At the time Mr Pryor was also a director of the carbon management company that had received the contract.
“The director advised the chairman that the board had some time approved the contract. There is no documentary evidence (minutes or other record) to evidence apart from a “heads of agreement” with CO2 that had been signed much earlier and pror to due diligence and legal review.”

In addition Mr Pryor also failed to pass on legal advice received by him but addressed to the board. The advice, which was about the situation, raised serious issues concerning the suitability of the investment and contract for Ngati Awa.
It was also noted that there has been poor documentation in regard to services provided in lieu of repayment of a loan balance. The loan was not disclosed in the report.

As a result the Audit Committee requested a policy around conflicts of interest be drafted. The report was presented to the Te Runanga o Ngati Awa board at the meeting in November.
At the board meeting in February the chief executive of Te Runanga o Ngati Awa, Enid Ratahi-Pryor, presented the Conflict of Interest policy.

Mrs Rātahi-Pryor said the runanga was in danger because it didn’t have a policy around this area. She asked the board to approve it in principle and she would return at the next meeting with feedback.

“The runanga does not have a policy and this places the runanga at risk.”
She also said that she had commissioned her own independent report.

“I’m surprised about PWC, that they didn’t go down to these levels and identify places where changes could be made… I’m concerned that there was a $900,000 budget blowout in previous years.

“Rogue spending is quite easy by the CEO but we just need to know how they get through the systems.
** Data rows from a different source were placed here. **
Issue #3378, opened 2017-10-28
assertion fails (delayLoadXml)


microsoftsam:
The delayLoadXml assertion in loadEditorFile in blocks.tsx fails everytime you load a project that has instructions (ie: not a tutorial or an example). 

@pelikhan any thoughts?

Repro: makecode.adafruit.com/beta
Load the Magic wand project

microsoftsam:
Looks like loadFileAsync in that case is getting called twice..

microsoftsam:
Probably because the sidedocs is causing the render function to get called a bunch of times, we really need to optimize that side doc. I'll look into it.

pelikhan:
Good use of an assert :)

Get Outlook for iOS<https://aka.ms/o0ukef>
________________________________

PR #3380, opened 2017-10-28
Home screen perf improvements

microsoftsam:
Improve home screen performance by making it not a modal. Shying away from having to handle the home screen state all over the place. The App is now in charge of the home screen state.
The result is fantastic, the home screen loads right away with no weird transition in between.

Two modes. A user is either in home, or in the editor. 
The only way to switch to editor mode is to load a header (loadHeaderAsync). (so for card actions that open urls, or when errors occur, the editor is not loaded). This avoids having to constantly show home when an error occurs anywhere.
When a header is loaded, the url hash changes to #editor (so if a user reloads, they go back to their previous project). 
If you go back to home, the hash is cleared. 

The import dialogs are now part of home, and so they show up as modals on top of the home screen. Rather than on top of the editor (previously)

Other entry points: (Tested)
#pub, loads the project, clears the hash, and then the editor hash is shown since a project is loaded
#tutorial, same as above
#newproject, and #newjavascript, create a new project

Haven't tested: #doc, and #follow. 
I've added comments on other hash shortcut but I'm not familiar with these two.

The simulator, and the various editors are still prepared in the background, ready for a project to be loaded. 
I stop the simulator when returning back to home
Reduces the two setStates in loadHeaderAsync to one, perf reasons
Fixed an issue with the editor loading a file twice, if render is called consecutively (added a lock to only load one file at a time) Fixes https://github.com/Microsoft/pxt/issues/3378
Fixes https://github.com/Microsoft/pxt-chibitronics/issues/112
Cleaned up more leftover code from the previous projects dialog.

Targets that use the css rule .ui.modal.home or .ui.modal.projectsdialog will need to update their CSS to use .ui.home.projectsdialog

@guillaumejenkins @mmoskal @pelikhan please review, this is a big change to how we load things. 

Still needs to be tested: 
- [ ] UWP / Electron app
- [ ] Reload logic
- [ ] #doc and #follow
- [x] session outdated (app::updateVisibility)

### DIFF
--- a/webapp/src/app.tsx
+++ b/webapp/src/app.tsx
@@ -642,7 +642,7 @@ export class ProjectView
         if (!h)
             return Promise.resolve()
 
-        window.location.hash = "#editor";
+        pxt.BrowserUtils.changeHash("#editor", true);
         this.stopSimulator(true);
         pxt.blocks.cleanBlocks();
         this.clearSerial()
@@ -889,7 +889,7 @@ export class ProjectView
         this.stopSimulator();
         this.setState({ home: true });
         // clear the hash
-        window.location.hash = "";
+        pxt.BrowserUtils.changeHash("", true);
     }
 
     exitAndSave() {
@@ -2255,7 +2255,7 @@ function handleHash(hash: { cmd: string; arg: string }, loading: boolean): boole
         case "newproject": // shortcut to create a new blocks proj
             pxt.tickEvent("hash.newproject")
             editor.newProject();
-            window.location.hash = "";
+            pxt.BrowserUtils.changeHash("");
             return true;
         case "newjavascript": // shortcut to create a new JS proj
             pxt.tickEvent("hash.newjavascript");
@@ -2265,36 +2265,41 @@ function handleHash(hash: { cmd: string; arg: string }, loading: boolean): boole
                     "main.blocks": ""
                 }
             });
-            window.location.hash = "";
+            pxt.BrowserUtils.changeHash("");
+            return true;
+        case "gettingstarted":
+            pxt.tickEvent("hash.gettingstarted");
+            editor.newProject();
+            pxt.BrowserUtils.changeHash("");
             return true;
         case "tutorial": // shortcut to a tutorial. eg: #tutorial:tutorials/getting-started
             pxt.tickEvent("hash.tutorial")
             editor.startTutorial(hash.arg);
-            window.location.hash = "";
+            pxt.BrowserUtils.changeHash("");
             return true;
         case "home": // shortcut to home
             pxt.tickEvent("hash.home");
             editor.openHome();
-            window.location.hash = "";
+            pxt.BrowserUtils.changeHash("");
             return true;
         case "sandbox":
         case "pub":
         case "edit": // load a published proj, eg: #pub:27750-32291-62442-22749
             pxt.tickEvent("hash." + hash.cmd);
-            window.location.hash = "";
+            pxt.BrowserUtils.changeHash("");
             loadHeaderBySharedId(hash.arg);
             return true;
         case "sandboxproject":
         case "project":
             pxt.tickEvent("hash." + hash.cmd);
             const fileContents = Util.stringToUint8Array(atob(hash.arg));
-            window.location.hash = "";
+            pxt.BrowserUtils.changeHash("");
             core.showLoading("loadingproject", lf("loading project..."));
             theEditor.importProjectFromFileAsync(fileContents)
                 .done(() => core.hideLoading("loadingheader"));
             return true;
         case "reload": // need to reload last project - handled later in the load process
-            if (loading) window.location.hash = "";
+            if (loading) pxt.BrowserUtils.changeHash("");
             return false;
     }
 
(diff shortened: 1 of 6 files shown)


microsoftsam:
I wasn't sure what to do about the updateVisibility sessionOutdated state, so just commented it out for now

webapp/src/app.tsx
```diff
@@ -2248,24 +2267,19 @@ function handleHash(hash: { cmd: string; arg: string }, loading: boolean): boole
             });
             window.location.hash = "";
             return true;
-        case "gettingstarted":
```
mmoskal: There might be external links to `#gettingstarted`, and also it has a separate tick, maybe we need it?

webapp/src/app.tsx
```diff
@@ -2248,24 +2267,19 @@ function handleHash(hash: { cmd: string; arg: string }, loading: boolean): boole
...
-            pxt.tickEvent("hash.gettingstarted")
-            editor.newProject();
-            window.location.hash = "";
-            return true;
-        case "tutorial":
+        case "tutorial": // shortcut to a tutorial. eg: #tutorial:tutorials/getting-started
             pxt.tickEvent("hash.tutorial")
             editor.startTutorial(hash.arg);
             window.location.hash = "";
```
mmoskal: I think in all these places we should be using `Location.replace`, so it won't store the entry in browser history.

(except when the user actually clicks on something to go from home to editor or back - then `Location.assign` so history entry is stored)

webapp/src/app.tsx
microsoftsam: Yeah looking at the history, even though this does the same thing as newproject. I'll keep it.

microsoftsam: Done.

webapp/src/app.tsx
microsoftsam: I went with replaceState instead of replace, and kept using location.hash = "" to make sure we keep an entry stored. Any reason to use replace and assign?

microsoftsam:
What actions do we care about the back button. If the action is associated with a hash change then window.location.hash = ... takes care of the history entry. 
Right now, I've made going from editor -> home and home -> editor place a history entry. 
Would we want to include actions like going from JS to blocks and blocks to JS as a history action. Maybe opening the settings editor. 

And do we want to use the hash as an indication of these states like react-router?

pelikhan:
Yes switching editor should be a history action and that’s probably enough.

Back in TD, this stuff had a lots of weird discrepancies across browsers. Maybe things got fixed by now.

microsoftsam:
@pelikhan thoughts on #doc and #follow. how would I test?

microsoftsam:
and what should we when the session is outdated, show home?

pelikhan:
Sounds good.

webapp/src/app.tsx
```diff
@@ -114,15 +114,27 @@ export class ProjectView
...
         if (!this.settings.fileHistory) this.settings.fileHistory = [];
     }
 
+    shouldShowHomeScreen() {
+        const hash = parseHash();
+        const isSandbox = pxt.shell.isSandboxMode() || pxt.shell.isReadOnly();
+        // Only show the start screen if there are no initial projects requested
+        // (e.g. from the URL hash or from WinRT activation arguments)
+        const skipStartScreen = pxt.appTarget.appTheme.allowParentController
+            || !pxt.appTarget.appTheme.showHomeScreen || window.location.hash == "#editor";
```
pelikhan: showHomeScreen should be our default setting now.

webapp/src/app.tsx
```diff
@@ -137,8 +149,8 @@ export class ProjectView
             if (workspace.isSessionOutdated()) {
                 pxt.debug('workspace changed, reloading...')
                 let id = this.state.header ? this.state.header.id : '';
-                workspace.initAsync()
-                    .done(() => id ? this.loadHeaderAsync(workspace.getHeader(id)) : Promise.resolve());
+                // workspace.initAsync()
```
pelikhan: go to home?

webapp/src/app.tsx
```diff
@@ -869,7 +886,10 @@ export class ProjectView
 
     openHome() {
         pxt.tickEvent("menu.open");
-        this.home.showHome();
+        this.stopSimulator();
+        this.setState({ home: true });
+        // clear the hash
+        pxt.BrowserUtils.changeHash("", true);
```
pelikhan: we should change the hash, then the onhashchanged handler should actually do the state transition

webapp/src/app.tsx
```diff
@@ -1736,6 +1751,8 @@ ${compileService && compileService.githubCorePackage && compileService.gittag ?
         const sideDocs = !(sandbox || targetTheme.hideSideDocs);
         const tutorialOptions = this.state.tutorialOptions;
         const inTutorial = !!tutorialOptions && !!tutorialOptions.tutorial;
+        const inHome = this.state.home && !sandbox;
+        const inEditor = this.state.header;
```
pelikhan: ``!!this.state.header``

webapp/src/app.tsx
microsoftsam: Done.

Issue #3271, opened 2017-10-18
Accessibility menu appears on home screen. 


veler:
### Issue

The "Skip to JavaScript editor" hidden menu appears in the Home view of Minecraft.

### Environment

Windows 10 Fall Creator Update, MS Edge.

### Reproduce

1. Go to https://minecraft.makecode.com/
2. "New project" has the focus.
3. Let's imagine that while the page was loading, the user was on another app/window.
4. He clicks back to the web browser window, in the makecode page. Because of this click, the focus on "New project" is lost.
5. Press Tab, and the hidden menu will appear.

![capture](https://user-images.githubusercontent.com/3747805/31706115-237274a2-b3e8-11e7-884c-9811b41bc19d.PNG)

PR #3389, opened 2017-10-31
Refactor app.tsx into smaller React modules

microsoftsam:
Refactoring the app.tsx codebase into many different react modules each in charge of their own state and properties (the way we should be using react).

This PR is tied in with another small feature to add a detail view in the home screen for better browsing. 

There are also a number of small accessibility fixes around the accessibility menu in the home screen (to show a different one that is representative of the actions a user can take on the home screen).

This PR requires a bunch of updates to our targets. I will prepare a number of target PRs.

I've started optimizing each component to only re-render if a state that it cares about has changed, but there's probably more to be optimized.

Fixes https://github.com/Microsoft/pxt/issues/3271, Fix cookie close icon


webapp/src/projects.tsx
```diff
@@ -356,6 +422,70 @@ export class ProjectsCarousel extends data.Component<ProjectsCarouselProps, Proj
...
 }
 
+export interface ProjectsDetailProps extends ISettingsProps {
+    name: string;
+    description?: string;
+    url?: string;
+    imageUrl?: string;
+    largeImageUrl?: string;
+    youTubeId?: string;
+    onClick: Function;
```
riknoll: We typically don't use the `Function` type. Maybe `() => void`?

pelikhan:
Add a warning comment on every state class that implements a custom "shouldUpdate" function that it should also be updated.

webapp/src/accessibility.tsx
```diff
@@ -0,0 +1,118 @@
...
+    componentWillReceiveProps(nextProps: EditorAccessibilityMenuProps) {
+        const newState: EditorAccessibilityMenuState = {};
+        if (nextProps.highContrast != undefined) {
+            newState.highContrast = nextProps.highContrast;
+        }
+        if (Object.keys(newState).length > 0) this.setState(newState)
+    }
+
+    shouldComponentUpdate(nextProps: EditorAccessibilityMenuProps, nextState: EditorAccessibilityMenuState, nextContext: any): boolean {
+        return this.state.highContrast != nextState.highContrast;
```
pelikhan: isn't React supposed to do this already?

webapp/src/accessibility.tsx
```diff
@@ -0,0 +1,118 @@
...
+    componentWillReceiveProps(nextProps: HomeAccessibilityMenuProps) {
+        const newState: HomeAccessibilityMenuState = {};
+        if (nextProps.highContrast != undefined) {
+            newState.highContrast = nextProps.highContrast;
+        }
+        if (Object.keys(newState).length > 0) this.setState(newState)
+    }
+
+    shouldComponentUpdate(nextProps: HomeAccessibilityMenuProps, nextState: HomeAccessibilityMenuState, nextContext: any): boolean {
+        return this.state.highContrast != nextState.highContrast;
```
pelikhan: isn't React handling this already?

webapp/src/accessibility.tsx
microsoftsam: Not the way we're using it. Since we have basically one AppState. Every time we call setState it calls a render on all components and their child components.
The way react is meant to be used is to have separate components each maintaining their own state. 
React still gives you the opportunity to override it's shouldComponentUpdate and have your own logic (as above) to when it should or shouldn't update the state, thus limiting the updates in our case.

Issue #3364, opened 2017-10-27
Headings in CSV don't make sense


Jaqster:
"time(s)" is first heading
"red-30078101486949966480.9176019446108943" is the second heading which doesn't make sense

Default heading should be "data 1", "data 2", etc. or something like that.

PR #3394, opened 2017-10-31
Map each data source name to a more readable name

caitlin-hennessy:
Fixes https://github.com/Microsoft/pxt/issues/3364 - CSV headings will be "source1", "source2", etc.

### DIFF
--- a/webapp/src/serial.tsx
+++ b/webapp/src/serial.tsx
@@ -16,7 +16,6 @@ const lf = Util.lf
 export class Editor extends srceditor.Editor {
     charts: Chart[] = []
     chartIdx: number = 0
-    sourceIdx: number = 1
     sourceMap: pxt.Map<string> = {}
     consoleBuffer: string = ""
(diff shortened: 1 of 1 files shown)


webapp/src/serial.tsx
```diff
@@ -74,12 +76,17 @@ export class Editor extends srceditor.Editor {
         const data = smsg.data || ""
         const source = smsg.id || "?"
 
+        if (!(source in this.sourceMap)) {
+            this.sourceMap[source] = lf("source") + (this.sourceIdx++).toString()
```
pelikhan: the app theme has a "boardName" variable that would read good (e.g. micro:bit ...). Typically, we simply do ``!!this.sourceMap[source]`` for lookups.
sourceIdx = Object.keys(this.sourceMap).length

caitlin-hennessy:
@pelikhan I made the changes we discussed.

PR #3401, opened 2017-11-01
moving refcounting in runtime to recycle between runs

pelikhan:
We were leaking refcounted objects in the simulator. Moving ref counting in the runtime state.

### DIFF
--- a/pxtsim/embed.ts
+++ b/pxtsim/embed.ts
@@ -6,6 +6,7 @@ namespace pxsim {
         id?: string;
         boardDefinition?: BoardDefinition;
         frameCounter?: number;
+        refCountingDebug?: boolean;
         options?: any;
         parts?: string[];
         partDefinitions?: Map<PartDefinition>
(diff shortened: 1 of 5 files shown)


pelikhan:
This fix might need to go in v0 too.

mmoskal:
Looks good!

microsoftsam:
So this breaks the simulators in SIM only targets.

VM51526:1 Uncaught TypeError: pxsim.noRefCounting is not a function
    at eval (eval at Runtime (pxtsim.js:4220), <anonymous>:1:7)
    at new Runtime (pxtsim.js:4220)
    at run (pxtsim.js:1928)
    at receiveMessage (pxtsim.js:1886)

There's a dependency on pxsim.noRefCounting as emitted by the emitter: https://github.com/Microsoft/pxt/blob/a5c9cf0acf8a4d369c1f68d4bc53a86e8605df42/pxtcompiler/emitter/backjs.ts#L67

pelikhan:
Can you file it on me?

microsoftsam:
I can do better, is this the right fix? https://github.com/Microsoft/pxt/pull/3506

PR #3404, opened 2017-11-01
Support for jres resources in blocks

pelikhan:
Support for using iconURL if available in block drop downs.

image


microsoftsam:
Looks good.

PR #3410, opened 2017-11-02
Error message update from upload to download

abchatra:
Fixes https://github.com/Microsoft/pxt-adafruit/issues/423

### DIFF
--- a/webapp/src/app.tsx
+++ b/webapp/src/app.tsx
@@ -1148,7 +1148,7 @@ export class ProjectView
                         if (e.notifyUser) {
                             core.warningNotification(e.message);
                         } else {
-                            core.warningNotification(lf("Upload failed, please try again."));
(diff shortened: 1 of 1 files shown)


webapp/src/app.tsx
```diff
@@ -1148,7 +1148,8 @@ export class ProjectView
                         if (e.notifyUser) {
                             core.warningNotification(e.message);
                         } else {
-                            core.warningNotification(lf("Upload failed, please try again."));
+                            const errorText = pxt.appTarget.appTheme.useUploadMessage ? lf("Upload failed, please try again.") : lf("Download failed, please try again.");
```
microsoftsam: Can appTheme be null?

pelikhan: It can be null in the CLI but not in the app itself.

PR #3425, opened 2017-11-06
Adding seeed target to the card list

microsoftsam:
screen shot 2017-11-06 at 11 25 38 am

screen shot 2017-11-06 at 11 31 00 am

Tested on: 
- [x] Edge 16
- [x] IE
- [x] Firefox
- [x] Chrome Mac
- [x] Chrome Windows


microsoftsam:
@Jaqster when you get a moment, waiting for your Approval.

Jaqster:
Approved for Beta.  But not a huge fan of the image - maybe we can switch it out for something that looks a bit more polished for RC.

microsoftsam:
That's the image they supplied, let's give them our feedback and ask for another.

Jaqster:
I don't think we can hold off posting the card any longer.  Let's publish, and aim for a nicer image next time.  Also, what's the logic behind the ordering of cards.  We need to establish a principle early, otherwise we'll piss off partners.  I kind of like the simplicity of in the order that they onboarded...

microsoftsam:
Here's a proposal for a process: 
- Three categories of editors: Non-beta (RC editor), Beta targets, app targets (eg: WW)
- Ordered in the order of which they were onboarded, with non-beta categories first, beta targets next, and then finally app targets. 

This means: 
- microbit, adafruit, minecraft, chibi
- sparkfun, grove zero
- WW

microsoftsam:
Merging for now, will discuss in person later.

I know how they got through the systems.”
It was also noted by Nga Maihi representative Regina O’Brien that the board had failed to discuss the report in any comprehensive manner at the previous meeting.

“The audit report got five minutes because we were in a hurry to go to lunch.”
Her point was backed by Poroporo kaumatua and board member Joe Mason, who acknowledged that the report had raised important points.

“The audit committee meeting report needs to be considered by the board. It is important document and it deserves consideration by the board. There is no harm however in a special meeting to have a look at the document.
“There are some important recommendations in the document. There is no harm, if there is a special take, of calling a special meeting.”

The board elected to discuss the report at a workshop to be held at a later date.
Ok, with all that explained the big questions for me are: is Graham Pryor still a director of NAGHL? And what processes are there so that individuals cannot spend tribal money without first gaining approval?

This makes it two more questions for Mrs Ratahi-Pryor to answer at the meeting with Ngati Hokopu to be held at Wairaka Marae tonight.
Which brings us to the meeting and I have to commend Mrs Ratahi-Pryor for wanting to come.

I have already posed several questions through this blog and I can assure there will be many from others in the crowd tonight. Some will be uncomfortable.

There are not many who would stand in the face of criticism and offer to explain how it went so bad. I think it goes a long way that Mrs Ratahi-Pryor is willing to come and answer our questions kanohi ki te kanohi.
I also applaud her decision to conduct her own audit. Obviously she is also concerned about some of the tribe’s expenditure.

And clearly the terms of reference for the audit by PWC did not include the decisions around investments or any of the processes around it, it just looked at the financial recordings.
But it must also be remembered Mrs Ratahi-Pryor was a board member and a director on NAGHL when a lot of this spending was going on – if she didn’t know what was going on, what hope do we have?

We are the people and I reckon it’s time we took back the power.